Work item:
If a line in the listing below includes the string "will", pull it out.

Source material:
PR #469, opened 2020-09-29
Symptom Log Calendar

mattThousand:
### Why 
We'd like users to be able to view their longer-term (4 week) symptom log/checkin history in the form of a calenday

### This Commit 
This commit implements a calendar view containing a 4-week window of the user's checkins. Because data older than 14 days is deleted from the device, dates prior to 14 days from the current date are disabled in the calendar.

Oct-01-2020 11-50-34

### DIFF
--- a/src/MyHealth/Calendar.spec.tsx
+++ b/src/MyHealth/Calendar.spec.tsx
@@ -6,16 +6,22 @@ import { factories } from "../factories"
 
 import Calendar from "./Calendar"
 import { DayLogData } from "./symptoms"
+import dayjs from "dayjs"
 
 afterEach(cleanup)
+const buildLogDataHistory = () => {
+  const logData = factories.dayLogData.build()
+  const totalDays = 30
+  return toLogDataHistory([logData], totalDays)
+}
 
 describe("Calendar", () => {
-  it("renders", () => {
-    const logDataHistory = buildLogDataHistory()
-    const onSelectDate = (_logData: DayLogData) => {}
-    const selectedDay = logDataHistory[0]
+  const logDataHistory = buildLogDataHistory()
+  const onSelectDate = (_logData: DayLogData) => {}
+  const selectedDay = logDataHistory[0]
 
-    const { getByTestId } = render(
+  it("displays 4 weeks of data", () => {
+    const { getByText } = render(
       <Calendar
         logDataHistory={logDataHistory}
         onSelectDate={onSelectDate}
@@ -23,12 +29,28 @@ describe("Calendar", () => {
       />,
     )
 
-    expect(getByTestId("myhealth-history-calendar")).not.toBeNull()
+    const dayNumber = parseInt(dayjs(logDataHistory[0].date).format("D"))
+
+    Array(30)
+      .fill(0)
+      .forEach((_, i) => {
+        if (Math.abs(dayNumber - i) > 3) {
+          expect(getByText(`${i + 1}`)).toBeDefined()
+        }
+      })
+  })
+
+  it("displays the days of the week", () => {
+    const labels = ["Sun", "Mon", "Tue", "Wed", "Thu", "Fri", "Sat"]
+    const { getByText } = render(
+      <Calendar
+        logDataHistory={logDataHistory}
+        onSelectDate={onSelectDate}
+        selectedDay={selectedDay}
+      />,
+    )
+    labels.forEach((label) => {
+      expect(getByText(label)).toBeDefined()
+    })
   })
 })
-
-const buildLogDataHistory = () => {
-  const logData = factories.dayLogData.build()
-  const totalDays = 30
-  return toLogDataHistory([logData], totalDays)
-}
--- a/src/MyHealth/Calendar.spec.tsx
+++ b/src/MyHealth/Calendar.spec.tsx
@@ -1,0 +1,34 @@
+import React from "react"
+import { cleanup, render } from "@testing-library/react-native"
+
+import { toLogDataHistory } from "./logDataHistory"
+import { factories } from "../factories"
+
+import Calendar from "./Calendar"
+import { DayLogData } from "./symptoms"
+
+afterEach(cleanup)
+
+describe("Calendar", () => {
+  it("renders", () => {
+    const logDataHistory = buildLogDataHistory()
+    const onSelectDate = (_logData: DayLogData) => {}
+    const selectedDay = logDataHistory[0]
+
+    const { getByTestId } = render(
+      <Calendar
+        logDataHistory={logDataHistory}
+        onSelectDate={onSelectDate}
+        selectedDay={selectedDay}
+      />,
+    )
+
+    expect(getByTestId("myhealth-history-calendar")).not.toBeNull()
+  })
+})
+
+const buildLogDataHistory = () => {
+  const logData = factories.dayLogData.build()
+  const totalDays = 30
+  return toLogDataHistory([logData], totalDays)
+}
--- a/src/MyHealth/Calendar.tsx
+++ b/src/MyHealth/Calendar.tsx
@@ -1,0 +1,120 @@
+import React, { FunctionComponent } from "react"
+import { Text, TouchableOpacity, View, StyleSheet } from "react-native"
+import dayjs from "dayjs"
+
+import { Spacing, Typography } from "../styles"
+import { GlobalText } from "../components"
+import { DayLogData } from "./symptoms"
+import DayIndicator from "./DayIndicator."
+
+interface CalendarProps {
+  logDataHistory: DayLogData[]
+  onSelectDate: (logData: DayLogData) => void
+  selectedDay: DayLogData | null
+}
+
+const Calendar: FunctionComponent<CalendarProps> = ({
+  logDataHistory,
+  onSelectDate,
+  selectedDay,
+}: CalendarProps) => {
+  const lastMonth = dayjs().subtract(1, "month")
+  const title = `${lastMonth.format("MMMM")} | ${dayjs().format(
+    "MMMM",
+  )}`.toUpperCase()
+
+  const week1 = logDataHistory.slice(0, 7)
+  const week2 = logDataHistory.slice(7, 14)
+  const week3 = logDataHistory.slice(14, 21)
+  const week4 = logDataHistory.slice(21, 28)
+
+  interface CalendarRowProps {
+    week: DayLogData[]
+  }
+
+  const CalendarRow = ({ week }: CalendarRowProps) => {
+    return (
+      <View style={styles.calendarRow}>
+        {week
+          .filter((logData: DayLogData | null) => logData.checkIn)
+          .map((logData: DayLogData) => {
+            const isSelected =
+              logData.checkIn.date === selectedDay?.checkIn.date
+
+            return (
+              <TouchableOpacity
+                key={`calendar-day-${logData.checkIn.date}`}
+                testID={`calendar-day-${logData.checkIn.date}`}
+                onPress={() => onSelectDate(logData)}
+              >
+                <DayIndicator isSelected={isSelected} logData={logData} />
+              </TouchableOpacity>
+            )
+          })}
+      </View>
+    )
+  }
+
+  const DayLabels = () => {
+    const labels = ["Sun", "Mon", "Tue", "Wed", "Thu", "Fri", "Sat"]
+    return (
+      <View style={styles.calendarRow}>
+        {labels.map((label: string, idx: number) => {
+          return (
+            <View style={styles.labelStyle} key={`calendar-label-${idx}`}>
+              <Text style={styles.labelTextStyle}>{label}</Text>
+            </View>
+          )
+        })}
+      </View>
+    )
+  }
+
+  return (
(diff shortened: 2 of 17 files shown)


src/MyHealth/Calendar.spec.tsx
```diff
@@ -0,0 +1,56 @@
...
+import { cleanup, render } from "@testing-library/react-native"
+
+import { toLogDataHistory } from "./logDataHistory"
+import { factories } from "../factories"
+
+import Calendar from "./Calendar"
+import { DayLogData } from "./symptoms"
+import dayjs from "dayjs"
+
+afterEach(cleanup)
```
devinjameson, line 11: Haven’t seen this pattern before in our tests, is this necessary?

src/MyHealth/Calendar.tsx
```diff
@@ -0,0 +1,132 @@
...
+  onSelectDate,
+  selectedDay,
+}: CalendarProps) => {
+  const lastMonth = dayjs().subtract(1, "month")
+  const title = `${lastMonth.format("MMMM")} | ${dayjs().format(
+    "MMMM",
+  )}`.toUpperCase()
+
+  useEffect(() => {
+    if (!selectedDay) {
```
devinjameson, line 28: What’s happening here is a bit unclear to me. How do you feel about naming a function or two and extracting the logic?

src/MyHealth/Calendar.tsx
```diff
@@ -0,0 +1,132 @@
...
+
+  interface CalendarRowProps {
+    week: DayLogData[]
+  }
+
+  const CalendarRow = ({ week }: CalendarRowProps) => {
+    return (
+      <View style={styles.calendarRow}>
+        {week
+          .filter((logData: DayLogData | null) => logData.checkIn)
```
devinjameson, line 51: How do you feel about pulling some of these operations out into functions as opposed to keeping all the logic within the view? It may be just me but I find it a bit hard to grok.

src/MyHealth/Calendar.tsx
```diff
@@ -0,0 +1,132 @@
...
+          })}
+      </View>
+    )
+  }
+
+  const DayLabels = () => {
+    const labels = ["Sun", "Mon", "Tue", "Wed", "Thu", "Fri", "Sat"]
+    return (
+      <View style={styles.calendarRow}>
+        {labels.map((label: string, idx: number) => {
```
devinjameson, line 74: I would expect the type of these arguments to be inferred?

src/MyHealth/Calendar.tsx
```diff
@@ -0,0 +1,132 @@
...
+              <Text style={styles.labelTextStyle}>{label}</Text>
+            </View>
+          )
+        })}
+      </View>
+    )
+  }
+
+  return (
+    <View testID={"myhealth-history-calendar"} style={styles.container}>
```
devinjameson, line 86: Super super doesn’t matter but we don’t need curly braces here if we are passing a string!

src/MyHealth/Calendar.tsx
```diff
@@ -0,0 +1,132 @@
...
+    flexDirection: "row",
+    justifyContent: "space-between",
+    alignItems: "center",
+  },
+  labelStyle: {
+    justifyContent: "center",
+    alignItems: "center",
+    width: Spacing.xHuge,
+  },
+  labelTextStyle: {},
```
devinjameson, line 129: Empty boi?

src/MyHealth/DayIndicator.tsx
```diff
@@ -0,0 +1,145 @@
+import React, { FunctionComponent } from "react"
+import { View, Text, ViewStyle, TextStyle, StyleSheet } from "react-native"
+import dayjs from "dayjs"
+
+import { DateTimeUtils } from "../utils"
+import { Outlines, Colors, Typography, Spacing } from "../styles"
```
devinjameson, line 6: Convention for organizing imports is usually:
- External libraries
- Internal imports
- Style or image/icon imports

src/MyHealth/DayIndicator.tsx
```diff
@@ -0,0 +1,145 @@
...
+  const baseStyles: IndicatorStyle = [styles.circleBase, styles.textBase]
+
+  const [[circleStyle, textStyle]] = [baseStyles]
+    .map(applyIsTodayStyle)
+    .map(applyRiskStyle)
+    .map(applyIsSelectedStyle)
+
+  const dayNumber = dayjs(logData.date).format("D")
+
+  const indicator = <Text style={textStyle}>{dayNumber}</Text>
```
devinjameson, line 122: This seems a bit odd to me, why not inline?

src/MyHealth/Calendar.tsx
johnschoeman, line 28: Do we need to autoselect the day for the user? if so, would it make sense to remove the null option for the selected day on the prop?

src/MyHealth/Calendar.tsx
johnschoeman, line 51:
```suggestion
          .filter((logData: DayLogData | null) => logData.checkIn !== undefined)
```

src/MyHealth/DayIndicator.tsx
```diff
@@ -0,0 +1,145 @@
+import React, { FunctionComponent } from "react"
+import { View, Text, ViewStyle, TextStyle, StyleSheet } from "react-native"
+import dayjs from "dayjs"
+
+import { DateTimeUtils } from "../utils"
+import { Outlines, Colors, Typography, Spacing } from "../styles"
+import { CheckInStatus, DayLogData } from "./symptoms"
+
+interface DayIndicatorProps {
```
johnschoeman, line 9:
```suggestion
interface CalendarDayProps {
```
I think we initially used the `Indicator` terminology because there was a naming conflict, so what do you think about `CalendarDay`?

src/MyHealth/DayIndicator.tsx
```diff
@@ -0,0 +1,145 @@
...
+
+type IndicatorStyle = [ViewStyle, TextStyle]
+
+const DayIndicator: FunctionComponent<DayIndicatorProps> = ({
+  logData,
+  isSelected,
+}: DayIndicatorProps) => {
+  const isToday = DateTimeUtils.isToday(logData.date)
+
+  const applyRiskStyle = ([
```
johnschoeman, line 22:
```suggestion
  const applyStyle = ([
```
Similarly, we no longer have a concept of `Risk` on the calendar view for this.

src/MyHealth/DayIndicator.tsx
```diff
@@ -0,0 +1,145 @@
...
+    circleStyle,
+    textStyle,
+  ]: IndicatorStyle): IndicatorStyle => {
+    switch (logData.checkIn.status) {
+      case CheckInStatus.NotCheckedIn: {
+        return [{ ...circleStyle }, { ...textStyle, color: Colors.primaryText }]
+      }
+      case CheckInStatus.TooOld: {
```
johnschoeman, line 30: This CheckInStatus.TooOld seems to be a bit out of place. Was the reason it was included to be able to have a calendar view display a different color for days older that 14? If thats the case then it feels like we are adding complexity to the data model to accommodate a the view layer. What do you think about keeping the data model agnostic of the UI solution by having a view layer only solution to encode this?  something like
```
type CalendarHistory = CalendarDatum[]
interface CalendarDatum = {
   date: Posix
   logData: LogData | null
}
```
then this applied style would be something like:
```
  if (logData.checkIn) {
    return hasDataStyle
  } else {
     return noDataStyle
  }
```
This way if we ever change up the calendar or the data model, the view logic wont be coupled to the data model.

src/MyHealth/DayIndicator.tsx
```diff
@@ -0,0 +1,145 @@
...
+      return [circleStyle, textStyle]
+    }
+  }
+
+  const applyIsSelectedStyle = ([
+    circleStyle,
+    textStyle,
+  ]: IndicatorStyle): IndicatorStyle => {
+    if (isSelected) {
+      switch (logData.checkIn.status) {
```
johnschoeman, line 75: Why do we need to switch on the checkIn.status twice? can we consolidate the conditional logic here?

src/MyHealth/DaySummary.tsx
```diff
@@ -0,0 +1,206 @@
...
+  const dayJsDate = posixToDayjs(date)
+
+  return (
+    <>
+      {dayJsDate && (
+        <GlobalText style={style.dateText}>
+          {dayJsDate.local().format("MMMM D, YYYY")}
+        </GlobalText>
+      )}
+      {checkIn && <CheckInSummary status={checkIn.status} />}
```
johnschoeman, line 134:
```suggestion
      {Boolean(checkIn) && <CheckInSummary status={checkIn.status} />}
```

src/MyHealth/History.spec.tsx
```diff
@@ -0,0 +1,118 @@
...
+jest.mock("@react-navigation/native")
+;(useNavigation as jest.Mock).mockReturnValue({ navigate: jest.fn() })
+
+const defaultDate = dayjs(DateTimeUtils.daysAgo(2)).startOf("day").valueOf()
+const fifteenDaysAgo = dayjs(DateTimeUtils.daysAgo(15)).startOf("day").valueOf()
+
+describe("History", () => {
+  describe("when a day is selected", () => {
+    describe("when a day > 14 days ago is selected", () => {
+      it('displays the "Datstore data older than 14 days" message', () => {
```
johnschoeman, line 23:
```suggestion
      it('displays the "Datastore data older than 14 days" message', () => {
```

src/MyHealth/History.tsx
```diff
@@ -0,0 +1,119 @@
...
+import { Typography, Colors, Outlines, Spacing } from "../styles"
+import Calendar from "./Calendar"
+import { toLogDataHistory } from "./logDataHistory"
+import DaySummary from "./DaySummary"
+import { DayLogData } from "./symptoms"
+
+const History: FunctionComponent = () => {
+  const {
+    dailyLogData,
+    selectLogEntry,
```
johnschoeman, line 14: what do you think about having the `selectLogEntry` and `selectedLogEntry` live on the History component itself? I dont think any other component will need access to these and we probably want to minimize the surface area of state things.

src/MyHealth/OverTime.tsx
```diff
@@ -178,25 +46,28 @@ const OverTime: FunctionComponent = () => {
...
-          <GlobalText style={style.noSymptomHistoryText}>
-            {t("symptom_checker.no_symptom_history")}
-          </GlobalText>
-        ) : (
-          dailyLogData.map((logData) => {
-            return <DaySummary key={logData.date} dayLogData={logData} />
-          })
-        )}
-      </ScrollView>
+      {viewSelection === "List" ? (
```
johnschoeman, line 52:
```suggestion
      {viewSelection === "List" ? (
          <SymptomList />
          ) : (
           <SymptomCalendar />
          )
```

src/MyHealth/logDataHistory.ts
```diff
@@ -0,0 +1,60 @@
...
+
+export const toLogDataHistory = (
+  dayLogData: DayLogData[],
+  dayCount: number,
+  now = Date.now(),
+): DayLogData[] => {
+  const calendar = calendarDays(now, dayCount)
+  const dateLogDataMap: Record<Posix, DayLogData> = dayLogData.reduce(
+    (dict, element) => {
+      const startOfDay = dayjs(element.date).startOf("day").valueOf()
```
johnschoeman, line 16: do we need to localize for the timezone here?

src/utils/dateTime.ts
```diff
@@ -36,6 +36,10 @@ export const isInFuture = (date: Posix): boolean => {
   return date > Date.now()
 }
 
+export const isOlderThan14Days = (date: Posix): boolean => {
```
johnschoeman, line 39: I might keep this one colocated with where it is used, i dont think we know if this will need to support multiple callers at this point.

johnschoeman (approved):
Code is looking good.

I would not add the `tooOld` concept to the CheckIn enum directly, as this isnt actually a valid state for a CheckIn but a bit of state we want to manage just for the calendar, which we can do isolated in the calendar view itself. This will keep the complexity in the rest of the system down.

I would also consider making the feature a bit simpler by not allowing the user to tap days that are older than 14 days at all, if they are grayed out i dont think there would be an expectation to be able to tap that day.

johnschoeman:
Also, lets not merge this this week so that we can cut a release candidate build with just the symptom checker

src/MyHealth/History.tsx
```diff
@@ -0,0 +1,119 @@
...
+  } = useSymptomLogContext()
+
+  const logDataHistory = toLogDataHistory(dailyLogData, 30)
+
+  const handleOnSelectDate = (logData: DayLogData) => {
+    selectLogEntry(logData)
+  }
+
+  return (
+    <>
```
devinjameson, line 25: Fragment necessary?

devinjameson (approved):
🔥 Few thoughts!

Exercise result:
johnschoeman, line 14: what do you think about having the `selectLogEntry` and `selectedLogEntry` live on the History component itself? I dont think any other component will need access to these and we probably want to minimize the surface area of state things.
johnschoeman, line 39: I might keep this one colocated with where it is used, i dont think we know if this will need to support multiple callers at this point.
I would not add the `tooOld` concept to the CheckIn enum directly, as this isnt actually a valid state for a CheckIn but a bit of state we want to manage just for the calendar, which we can do isolated in the calendar view itself. This will keep the complexity in the rest of the system down.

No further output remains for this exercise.